Dennis Röder (l.), Aischa Ahmed (2.v.l.) und Gottfried Kößler (r.) im Gespräch mit Susann Lewerenz und Philipp Bernhard bei der öffentlichen Präsentation der Bildungsmaterialien am 22. Mai 2018. Foto: Iris Groschek, KZ-Gedenkstätte Neuengamme (ÖA), 2018
Die Sonderausstellung "Verflechtungen" wurde erstmals anlässlich der Langen Nacht der Museen im April 2018 gezeigt. Foto: Iris Groschek, KZ-Gedenkstätte Neuengamme (ÖA), 2018
Die Afrodeutsche Thea Leyseck wird in den Materialien vorgestellt. Sie gab sich 1937 als „Deutsch-Südwest-Afrikanerin“ aus, um sich gegen den zunehmenden Rassismus im nationalsozialistischen Deutschland zu behaupten. Quelle: Zirkusarchiv Winkler

Am 22. Mai 2018 wurden in der Staats- und Universitätsbibliothek Hamburg neue verflechtungsgeschichtliche Bildungsmaterialien der Öffentlichkeit vorgestellt. Die Online-Materialien sind kostenfrei abrufbar und eignen sich für die schulische und außerschulische historisch-politische Bildungsarbeit mit Zielgruppen ab 16 Jahren.
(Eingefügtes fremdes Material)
PR #49, opened 2023-03-21
Cloud energy collection 

anish-mudaraddi:
Draft adding iriscasttools - a python package to get energy usage metrics from cloud hypervisors and storage nodes.
Collects a variety of information including:
- instantaneous power in Watts
- Os load 
- RAM usage

Python package called by a cron job every 5 minutes on each hypervisor to collect data over time


anish-mudaraddi:
This tool makes use of `subprocess.popen` to call `ipmitool` to get power information.

There exists other python packages that aim to provide ipmi functionality as a python package

- [python-ipmi](https://github.com/kontron/python-ipmi)
- [hyve-pyipmi](https://github.com/hyvedesignsolutions/hyve-pyipmi)
 
Neither seem to allow us to execute dcmi commands - needed to get power information

Both seem to require a username and password for accessing ipmitool which we don't require here since the command is run locally

So I think the current approach is fine as is

.github/workflows/iriscast_package_build.yaml
```diff
@@ -0,0 +1,36 @@
...
+    paths:
+      - "cloud-energy-collection/**"
+      - ".github/workflows/iriscast_package_build.yaml"
+
+jobs:
+  test_and_lint:
+    runs-on: ubuntu-latest
+    strategy:
+      matrix:
+        python-version: ["3.10"]
```
DavidFair, line 17: We should also test against the version of Python shipped in RL8 too

cloud-energy-collection/iriscasttools/main.py
```diff
@@ -0,0 +1,27 @@
+"""
+Collects energy usage metrics using IPMI, as well as other metrics such as CPU and RAM usage.
+"""
+import utils
+
+
+def get_iriscast_stats(csv=False, include_header=False):
```
DavidFair, line 7: This should be wrapped in a `if __main__` too:
https://stackoverflow.com/questions/419163/what-does-if-name-main-do

Like:
```
if __main__:
   get_iriscast_stats(...)
```

cloud-energy-collection/iriscasttools/test/test_main.py
```diff
@@ -0,0 +1,56 @@
...
+
+    expected_all = dict(expected_power_stats)
+    expected_all.update(expected_os_load_stats)
+    expected_all.update(expected_ram_stats)
+
+    mock_get_ipmi_power_stats.side_effect = [expected_power_stats]
+    mock_get_os_load.return_value = expected_os_load_stats
+    mock_get_ram_usage.return_value = expected_ram_stats
+
+    _ = get_iriscast_stats(test_csv_flag, test_include_header)
```
DavidFair, line 47: We should check that what `get_iriscast_stats` returns was the same as what one of the mock methods returned

Currently you could change it to `return None` and the test would still pass

cloud-energy-collection/iriscasttools/test/test_utils.py
```diff
@@ -0,0 +1,265 @@
...
+
+@pytest.mark.parametrize(
+    "valid_path",
+    [
+        ("/dev/ipmi0"),
+        ("/dev/ipmi/0"),
+        ("/dev/ipmidev/0"),
+    ],
+)
+def test_check_ipmi_conn(valid_path):
```
DavidFair, line 125: Do we have a test for if these paths don't exist? I.e. if someone accidentally runs this on a VM

cloud-energy-collection/iriscasttools/test/test_utils.py
```diff
@@ -0,0 +1,265 @@
...
+    expected_results.update(
+        {
+            k: v
+            for k, v in all_expected_vals_dict.items()
+            if k in expected_results.keys()
+        }
+    )
+
+    result = get_ipmi_power_stats(*test_args)
+    assert mock_check_ipmi_conn.call_count == 1
```
DavidFair, line 201: Nit: This can simply be `mock_check_ipmi_conn.assert_called_once()`
As it's more Pythonic

cloud-energy-collection/iriscasttools/utils.py
```diff
@@ -0,0 +1,208 @@
...
+        for line in res.splitlines():
+            line_str = line.split(":")
+            stat = line_str[0].strip().lower().replace(" ", "_")
+            raw_val = ":".join(line_str[1:]).strip()
+
+            if stat in power_stats.keys():
+                if stat == "time_stamp":
+                    stat_val = re.search(
+                        r"\d{2}/\d{2}/\d{4}\s-\s\d{2}:\d{2}:\d{2}", raw_val
+                    ).group(0)
```
DavidFair, line 128: When regex is involved, we should have line-by-line comments explaining what you are doing, as it can quickly suck up dev time

Ideally, I would push you to simplify with tools like `str.split()` then filter using lists instead of regex. It's more terse, but always way easier to maintain or change long term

Mit dem Schwerpunkt auf Diskriminierungs- und Verfolgungserfahrungen sowie Handlungsspielräume von People of Color zeigen die Materialien Verflechtungen zwischen kolonialem und rassistischem Denken und Handeln im Nationalsozialismus. Dabei beleuchten sie exemplarisch Ähnlichkeiten und Unterschiede zwischen kolonialen Rassismen und anderen Ungleichwertigkeitsideologien, namentlich Antisemitismus, Antiziganismus und Antislawismus. Unter anderem wird nach der Bedeutung und dem Verhältnis von Kolonialrassismus, Antisemitismus und Antislawismus in der nationalsozialistischen Kriegsführung gefragt. Die Materialien verknüpfen auf diese Weise die bis heute weitgehend voneinander getrennten Geschichtsnarrative zu Kolonialismus und Nationalsozialismus. Die Geschichte des Nationalsozialismus wird so in einen transnationalen und globalgeschichtlichen Kontext eingebettet. Die Materialien wollen zu einer rassismuskritischen Sensibilisierung beitragen und Anstöße für eine multiperspektivische und inklusive Erinnerungskultur geben.

Erarbeitet wurden die Materialien im Rahmen eines seit März 2016 von der Stiftung „Erinnerung, Verantwortung und Zukunft“ geförderten Kooperationsprojekts der KZ-Gedenkstätte Neuengamme, der Universität Augsburg und der Universität Hamburg. Die Projektleitung lag bei Dr. Oliver von Wrochem (KZ-Gedenkstätte Neuengamme), KooperationspartnerInnen waren Prof. Dr. Susanne Popp (Universität Augsburg, Lehrstuhl für Didaktik der Geschichte) und Prof. Dr. Jürgen Zimmerer (Universität Hamburg, Forschungsstelle „Hamburgs (post-)koloniales Erbe“). Die Projektkoordination lag bei Dr. Susann Lewerenz (KZ-Gedenkstätte Neuengamme), erarbeitet wurden die Materialien von Frau Lewerenz und Philipp Bernhard (Universität Augsburg).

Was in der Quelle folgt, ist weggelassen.